The opposition in the Knesset is powerless to prevent passage of Levin’s proposed measures, huge numbers of protesters can continue to be denigrated (for example, as “anarchists”) and disregarded, and pleas from President Herzog and many others to halt the legislative process to facilitate real negotiations might continue to be ignored. One optimistic scenario would see five or more Likud MKs courageously announce that they would act to prevent passage of Levin’s proposed reform unless significant changes were made, which likely would derail the current legislative rush. However, such courage has sadly been lacking so far. Failing such a development, it seems that the only person who could demand that the legislative process be stopped and a broad consensus achieved is the person who appointed Levin as Minister of Justice: Prime Minister Netanyahu. His unwillingness thus far to intervene decisively with Levin and Rothman probably means that he has been threatened that doing so will cause his coalition to disintegrate. Yet, by doing so, even at the risk of losing his own hold on power, Netanyahu would partially salvage his reputation, reversing some of the major political errors he made during the last six months, errors that elevated to power persons lacking the wisdom to use that power judiciously.

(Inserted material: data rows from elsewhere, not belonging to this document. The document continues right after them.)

PR #1924, opened 2015-04-07
Performance improvements for dataset load

poornachandra:
@chtyim @abaranau:
I'm going to merge this PR into branch `hotfix/temp-fix-flow-change-instances` to start performance testing. Please still review the changes.

### DIFF
--- a/cdap-data-fabric/src/main/java/co/cask/cdap/data/runtime/DataSetServiceModules.java
+++ b/cdap-data-fabric/src/main/java/co/cask/cdap/data/runtime/DataSetServiceModules.java
@@ -17,8 +17,11 @@
 package co.cask.cdap.data.runtime;
 
 import co.cask.cdap.api.dataset.module.DatasetDefinitionRegistry;
+import co.cask.cdap.api.dataset.module.DatasetModule;
+import co.cask.cdap.common.conf.CConfiguration;
 import co.cask.cdap.common.conf.Constants;
 import co.cask.cdap.common.runtime.RuntimeModule;
+import co.cask.cdap.data2.datafabric.dataset.DatasetMetaTableUtil;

Such a decisive act by Netanyahu, despite the frustration caused for Levin and Rothman and their supporters, would be beneficial for the modern-day Jewish collective, the State of Israel; this outcome would be the very embodiment of rabbinic tikkun olam. However, if a consensus solution does not somehow emerge, then, in light of Halkin’s warning, the future spiral of events might be very dark indeed.

About the Author
Lewis Rosen is a retired economist who has lived in Jerusalem for 40 years. Born and educated in the US, he worked for the Office of Economic Opportunity for two years in Washington D.C. and was on the economics faculty of York University in Toronto, Canada for 13 years. In Israel he was involved in a wide range of business planning and economic analysis projects.